I started this project to try and predict the winners of NFL games each week.  It definitely didn't have anything to do with me making terrible predictions in Fantasy, and was only about practicing Machine Learning.... Yes, that's it...

Anyways, the idea is to predict the outcome of a given game using weekly stats of the team from previous games that year.  These include things like Total Yards, QB Rating, Rushing Rank, Points Allowed, ..., etc.  With this, each matchup represents a row of data giving us 256 total games per season (~16 games a week for ~16 weeks) over a spread of around 10 years.  That is, I am treating each team-week-year as a data point with features given by the values of the weekly stats.  Given these data, the goal is to train a predictive model to determine a correlation of each team in the matchup with Victory.  My assumption is the higher value should be the Winner.

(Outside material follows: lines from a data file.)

PR #3658, opened 2020-04-29
[Windows] Device name in Windows gui client

### LINKED ISSUE #3656: Feature request: Change device name on windows client via GUI
**Describe the problem**
-->Cannot change or see device name on windows client via GUI. (maybe also on mac and linux client).

-->Please add an option in windows client to change device name in GUI, **like in android client**.

**Additional context**
I am using windows 10 64bit
7.16.5(x64) boinc version. 

Hi boinc community,
I re-open this feature request because I want to make my voice heard.
This is the previous tiket I open: #3587
You are open source code community, but you don't seems to be an open community. 
You are not open to new ideas, to new features, and not for new members.
In the open source community the number of user that active is already low, and from them 
the number the active developer is more small. Please keep them and not let them leave.

Don't change my idea, you can suggest better place to put it in the gui, or improve my code quality. 
I suggest this idea because this issue is very annoying  from me. I want to be able change the device name from the gui like android device. 
I understand that you don't agree with this idea, and it not very important for you, and not all of the users will want it. But I want it, and I already Implement it.
So please keep this issue open that it will show me that you open for my new ideas even you don't agree with them. 

I already implement this feature. Soon I will publish a pull request.
Here a glimpse how it look like: 
In advance view:
advDeviceName

talregev:
Fixes #3656

### DIFF
--- a/client/client_state.cpp
+++ b/client/client_state.cpp
@@ -632,6 +632,7 @@ int CLIENT_STATE::init() {
     //
     host_info.p_vm_extensions_disabled = false;
 
+    set_device_name();
     set_ncpus();
     show_host_info();
 
--- a/client/client_state.h
+++ b/client/client_state.h
@@ -347,6 +347,8 @@ struct CLIENT_STATE {
         // - any result op is done via RPC (suspend/resume)
     void set_ncpus();
 
+    void set_device_name();
+
 // --------------- cs_account.cpp:
     int add_project(
         const char* master_url, const char* authenticator,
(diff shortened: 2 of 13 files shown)


truboxl:
Regarding my last https://github.com/BOINC/boinc/issues/3587#issuecomment-616129710, because not all platforms have GUI managers, the client should by itself have the ability to change device name, at least when talking to project servers.

GUI options can still be a necessity on Windows where users don't normally run `boinc.exe` with text editors editing `cc_config.xml` (that file needs to be stored in a hidden ProgramData folder anyway) and instead rely on `boincmgr.exe`. It's worth reconsider this.

talregev:
> It's worth reconsider this.

Thank you.

talregev:
@truboxl can you comment it also in my issue, that more people will see?
#3656

PR #3664, opened 2020-05-01
[Android] Replace StringReader with CharSequenceReader in RpcClient.

Isira-Seneviratne:
**Description of the Change**
Use Apache Commons IO's `CharSequenceReader` instead of `StringReader`, as the former supports all classes that implement the `CharSequence` interface.

**Release Notes**
N/A


adamradocz:
Java works out of the box. I don't see the benefits of moving to Apache Commons IO's.

Isira-Seneviratne:
I thought it might be useful to directly read from the `StringBuilder` without having to convert it to a `String` first.

adamradocz:
Oh, OK. I thought the `toString()` just redundant.

PR #3665, opened 2020-05-01
[Android][ARM] build fix and use NEON in benchmark

### LINKED ISSUE #3657: General improvement for ARM platform
**Describe the problem**
Split off from https://github.com/BOINC/boinc/issues/3596#issuecomment-616013774
Maybe will find some time for PR, here are just some initial plans

Currently benchmark optimisation has been limited to specifically 32bit ARM Android platform. Suggest update the sources to allow all ARM platform (arm and aarch64 / arm64) to benefit from the same optimisation.

https://github.com/BOINC/boinc/commit/7b2ca9e787a204f2a57f390bc7249bb7f9997fea will be a starting point.

EDIT: see linked PR for reference. Note that the linked PR is outdated. aarch64 checking code can be removed since its assumed to have NEON always.

**Additional context**
This commit https://github.com/BOINC/boinc/commit/e3fa4ce5567bf4ef36d62325121f9e962912039e seems to suggest not to use NEON in aarch64. Why though? [All ARMv8 devices (and by extension aarch64) ship with NEON.](https://developer.android.com/ndk/guides/cpu-arm-neon) Yes there are 32bit ARMv8 out there.

Android NDK 21 also compiles with NEON (see above link) and [PIE](https://android.googlesource.com/platform/ndk/+/master/docs/BuildSystemMaintainers.md#additional-required-arguments) by default. Maybe time to drop some workaround like Cortex-A8 (Galaxy S) as I don't see them capable running Android 4.1.

https://github.com/BOINC/boinc/issues/1702

https://github.com/magnumripper/JohnTheRipper/issues/1998

EDIT: Changed some parts

truboxl:
Fixes #3657

**Description of the Change**
1. client/Makefile.am
Change `OS_ARM_LINUX` to `OS_LINUX_ARM` and add `OS_LINUX_AARCH64`
Add `EXTRA_boinc_client_DEPENDENCIES =` to ensure `libwhet*.a` are built before linking with boinc_client. This fixes the issue with Android NDK on MSYS2 on Windows where generated `boinc/client/Makefile` yields:
```
all-am: Makefile $(PROGRAMS) $(LIBRARIES) all-local
```
instead of the output from a typical Linux environment
```
all-am: Makefile $(LIBRARIES) $(PROGRAMS) all-local
```

2. client/cpu_benchmark.h
Rename parts to suit all ARM platforms

1. client/cs_benchmark.cpp
Rename parts to suit all ARM platforms, add aarch64 part

1. client/whetstone.cpp
Rename parts to suit all ARM platforms, namespace selectively controlled by `-DARM_NEON` and `-DARM_VFP`

1. configure.ac
Change `OS_ARM_LINUX` to `OS_LINUX_ARM` and add `OS_LINUX_AARCH64`
Allow cross compile and native compile

1. m4/boinc_platform.m4
Fix indent and hardcode Android platform string
Sometimes clients appear as `$ARCH-unknown-linux-android*` instead of `$ARCH-android-linux-gnu`. This tries to solve this without having to change the entire BOINC platform name for Android sake and avoid Android clients receiving tasks meant for `$ARCH-unknown-linux-gnu` or `$ARCH-pc-linux-gnu`. Passing `--host` should be sufficient to override now.
https://boinc.berkeley.edu/trac/wiki/BoincPlatforms

**Alternate Designs**
Feedbacks welcome.

**Release Notes**
Client: CPU benchmark now use NEON if available on all ARM platforms (incl. 64bit Android)


RichardHaselgrove:
Could we take a moment the rethink the purpose of this code, please?

The desktop BOINC clients (Linux/Mac/Windows) use Dhrystone and Whetstone benchmark code (dhrystone.cpp and whetstone.cpp). There has been some debate in the user community as to the relevance of these routines in the modern scientific computing world, given the easy availability of optimising hardware (SIMD extensions etc) and optimising compilers.

It's been suggested to me (and I'll try to get a quote) that the current Android benchmarks bear a different relationship to the real-life performance of BOINC project applications from the desktop code. And there's another problem with the speed calculation of GPU applications, where we make no attempt to measure the actual speed of the device, but instead use a rule-of-thumb multiplier of the theoretical peak speed.

a-priori speed estimates play an important role in the linked areas of runtime estimation and cobblestone credit. It's important that we adopt a consistent policy in these areas.

truboxl:
The purpose of this PR is "if I see unused code and there's untapped potential, I will make a PR". Of course, removing them is OK if it doesn't break anything. Generally this is OLD code that has been lying there for years and I am not adding anything to it. I doubt there's any devices still using this to their potential. And even if there's one, the current projects mandates PIE which will render them useless as they can't run it. I also want to get rid of codes to make sure they still can be compiled and run under modern hardware.

I also believe that the desktop counterpart clients are compiled with their respective instructions. To be consistent means they have to drop their optimisations as well to match the current state of un-accelerated mobile platform.

I also think it's unfair to compare the mobile with desktop. Running the same code unoptimised on different sets of hardware and call it one is better than the other makes no sense. It is entirely up to how projects compiled their programs and make them work. At the end of the day, the benchmark is a reference. Whether the projects use it as part of their credit system is up to them.

AenBleidd:
There are a lot of changes. I need to review this first

truboxl:
```
Making all in client
  CXX      libwhetneon_a-whetstone.o
In file included from /usr/include/features.h:448,
                 from /usr/include/arm-linux-gnueabihf/c++/8/bits/os_defines.h:39,
                 from /usr/include/arm-linux-gnueabihf/c++/8/bits/c++config.h:508,
                 from /usr/include/c++/8/cstdlib:41,
                 from /usr/include/c++/8/stdlib.h:36,
                 from whetstone.cpp:29:
/usr/include/arm-linux-gnueabihf/gnu/stubs.h:7:11: fatal error: gnu/stubs-soft.h: No such file or directory
 # include <gnu/stubs-soft.h>
           ^~~~~~~~~~~~~~~~~~
compilation terminated.
make[2]: *** [Makefile:897: libwhetneon_a-whetstone.o] Error 1
make[1]: *** [Makefile:649: all-recursive] Error 1
make: *** [Makefile:553: all] Error 2
```
Interesting. Looks like I missed doing testing on actual Raspberry Pi 3B+.
Installing [`libc6-dev-armel-cross`](https://packages.debian.org/search?searchon=contents&keywords=gnu%2Fstubs-soft.h&mode=path&suite=stable&arch=armhf) doesn't solve it as the file lives in
`/usr/arm-linux-gnueabi/include/gnu/stubs-soft.h` different from above.
May have to separate ARM 32bit further with hardfloat (armv8) (RPI) and softfloat (armv7) (really old hardware?). Changing to draft now.

I also want to request others to test this with their ARM devices, Raspberry Pi, ODROID what now so it doesn't break them.

truboxl:
Looks like the real cause of failure to build Android ARM build is not because NDK (Windows) or MSYS2 but Automake 1.16.1.

The new Automake is going to break the build on Linux (eg: Ubuntu 20.04) if the patch is not applied (the `EXTRA_boinc_client_DEPENDENCIES =` part).

truboxl:
`OS_LINUX_ARMHF` is used to determine `arm-unknown-linux-gnueabihf` (Debian family, Raspbian) and `armv7hl-redhat-linux-gnueabi` (Redhat family)

Generally the triplets are assumed to be armv7 on Debian and Redhat but Raspbian use
`arm-unknown-linux-gnueabihf` as armv6. So dropping `-march=armv7-a` for compatibility, however this does mean different performance depending on distro and their choice of `-march`.

32bit ARM Android will always use `OS_LINUX_ARM` for compatibility as it uses
 `arm-linux-androideabi` or `armv7a-linux-androideabi` or some other variant
that can be commonly traced to `arm*linux-android*`

References:
https://wiki.debian.org/RaspberryPi#Raspberry_Pi_issues
https://fedoraproject.org/wiki/Architectures/ARM/Raspberry_Pi#What_about_support_for_the_Raspberry_Pi_Models_A.2FA.2B.2C_B.2FB.2B_.28generation_1.29.2C_Zero.2FZeroW_and_Compute_Module.3F
https://wiki.debian.org/ArmPorts
https://wiki.debian.org/ArmHardFloatPort/VfpComparison
https://lwn.net/Articles/524945/ (who started it all for Redhat)
https://bugzilla.redhat.com/show_bug.cgi?id=1134914#c9
https://bugzilla.redhat.com/show_bug.cgi?id=1720734 (still ongoing)
https://android.googlesource.com/platform/ndk/+/master/docs/BuildSystemMaintainers.md
https://developer.android.com/ndk/guides/other_build_systems

truboxl:
Ready for another round of review

truboxl:
I am still unhappy how this improvement is limited to Linux based OS. Will rework again down to using the preprocessor macro to identify architecture difference rather than using triplets.

truboxl:
The intention was to have the code be reused where it is no longer useful on its intended platform (ARM Android). However this may open up some unintended use and abuse which maybe in favour of the ARM platform as @RichardHaselgrove suggested. After a long pondering, I think this isn't really my intention so marking this PR as closed.

PR #3667, opened 2020-05-01
Mac fix gfx apps on xcode11

CharlieFenton:
his adds to my previous fixes (PR #3369) for the Macintosh BOINC screensaver running under OS 10.15 Catalina when built using Xcode 11. That PR solved problems with displaying graphics applications in the screensaver on Retina displays, but overlooked the same problem displaying project graphics apps in a window when invoked by the "Show graphics" button in the BOINC Manager.

This PR adds a fix for that issue. It also updates the graphics sample code in samples/example_app.

None of these problems occurred when building with earlier versions of Xcode or on versions of MacOS before OS 10.15 Catalina. These changes, along with my earlier ones, preserve proper operation when built with earlier Xcode or run on earlier versions of MacOS.

OpenGL / GLUT apps built under Xcode 11 apparently use window dimensions based on the number of backing store pixels. That is, they double the window dimensions for Retina displays (which have 2X2 pixels per point.) But OpenGL apps built under earlier versions of Xcode don't. Catalina assumes OpenGL apps work as built under Xcode 11, so it displays older builds at half width and height, unless we compensate in our code.

This PR is part of my attempt to ensure that BOINC graphics apps built on all versions of Xcode work properly on different versions of OS X.

### DIFF
--- a/api/macglutfix.m
+++ b/api/macglutfix.m
@@ -1,6 +1,6 @@
 // Berkeley Open Infrastructure for Network Computing
 // http://boinc.berkeley.edu
-// Copyright (C) 2019 University of California
+// Copyright (C) 2020 University of California
 //
 // This is free software; you can redistribute it and/or
 // modify it under the terms of the GNU Lesser General Public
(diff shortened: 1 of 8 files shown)


CharlieFenton:
This applies the same fixes to master which PR #3666 applies to the clent_release/7/7.14 branch.

This PR is ready to be merged as soon as all checks are successful.

PR #3672, opened 2020-05-02
Server programs: try to print error message if can't connect to DB

davidpanderson:


db/db_base.cpp
```diff
@@ -85,10 +85,14 @@ int DB_CONN::open(
     // CLIENT_FOUND_ROWS means that the # of affected rows for an update
     // is the # matched by the where, rather than the # actually changed
     //
-    mysql = mysql_real_connect(
+    MYSQL* mysql2 = mysql_real_connect(
```
AenBleidd, line 88: What is the reason of adding new variable here? In case of unsuccessful connect, `mysql` variable will still be uninitialized.

davidpanderson: If the connect failed, mysql will be NULL.  mysql_errno() and mysql_error() require a non-NULL argument.

AenBleidd: But will `mysql` will contain relevant error information then?

davidpanderson: Yes.  It will contain info about the fail connect.

PR #3673, opened 2020-05-02
Prefer curl-config from --with-libcurl

truboxl:
**Description of the Change**
If "--with-libcurl" is passed, prefer using "curl-config" from directory instead of system provided

**Alternate Designs**
Really makes no sense not to do this

**Release Notes**
N/A


AenBleidd:
Looks nice. Thank you.

PR #3676, opened 2020-05-02
Eliminate some compile warnings in vda/.

### LINKED ISSUE #3675: ssim.cpp: Using non-virtual destructor compiler warning
No idea about what our exact class hierarchy looks like but ... could we just have a virtual destructor?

Note: since Week 1 has no previous weeks in that season, this setup does not make predictions until Week 2.  It's possible I could use Week 17 of the previous season as a proxy, but I don't think the correlation between years is strong enough to warrant that (sounds like another future project to explore!).

The initial code follows below, though the work has so far been about constructing a valid pipeline; not much model tuning has been performed at this point.  Ideally, I plan to use this setup to learn more about neural networks, but that is not yet included.  For now it is using xgboost, as it is the prediction model I am most familiar with.

In [1]:
%autoreload 

import numpy as np
import pandas as pd

from load_data import get_stats, get_results
from xgb_fit import get_fit_predictions as xgb_pred

current_season = 2016
current_week   = 17

base_dir = "~/Documents/NFL-Predictor/"



### Data Loading

First step is to acquire the weekly stats for each team, as well as the results of the matchup.  I found the stats via www.foxsports.com, while the results are taken from www.nfl.com.  The process of scraping these data from each site can be found in the `load_data.py` script.  Most of it is fairly standard, although there were annoying things like dealing with 'JAX' transforming into 'JAC' briefly.  I am only taking data from 2002 on, as this is when the division realignment took place, putting the league into its current format.  

In [2]:
generate_stats = False

df_stats = {} # All statistics from each Week

# If generating files, usually only need to do so for the last two weeks
# (to update winners of previous week, and setup new matchups)
# Otherwise, load results from all previous seasons
seasons = range(2002, current_season + 1) if not generate_stats else [current_season]
for season in seasons:
    df_stats[season] = {}
    
    w = 18 if (season != current_season) else current_week
    weeks = range(1, w) if not generate_stats else [current_week - 1]
    for week in weeks:
        name_str = base_dir + 'data/stats/%d/stats_Week_%d_%d.csv' % (season, week, season)
        # If generating file, save it as a csv for easier loading
        if generate_stats:
            print 'Generating Team Stats - Season %d - Week %2d' % (season, week)  
            df_stats[season][week] = get_stats(season, week)
            df_stats[season][week].to_csv(name_str)
        # Otherwise, just load the created file (super fast!)
        else:
            df_stats[season][week] = pd.read_csv(name_str, index_col = 0)
    
# print df_stats[2016][6].head()

In [3]:
generate_results = False

df_results = {} # Game results from each Week

seasons = range(2002, current_season + 1) if not generate_results else [current_season]
for season in seasons:
    df_results[season] = {}
    
    w = 18 if (season != current_season) else current_week + 1
    weeks = range(1, w) if not generate_results else [current_week - 1, current_week]
    for week in weeks: 
        name_str = base_dir + 'data/results/%d/results_Week_%d_%d.csv' % (season, week, season)      
        # If generating file, save it as a csv for easier loading
        if generate_results:            
            print 'Generating Team Results - Season %d - Week %2d' % (season, week)  
            df_results[season][week] = get_results(season, week)
            df_results[season][week].to_csv(name_str)
        # Otherwise, just load the created file (super fast!)
        else:
            df_results[season][week] = pd.read_csv(name_str, index_col = 0)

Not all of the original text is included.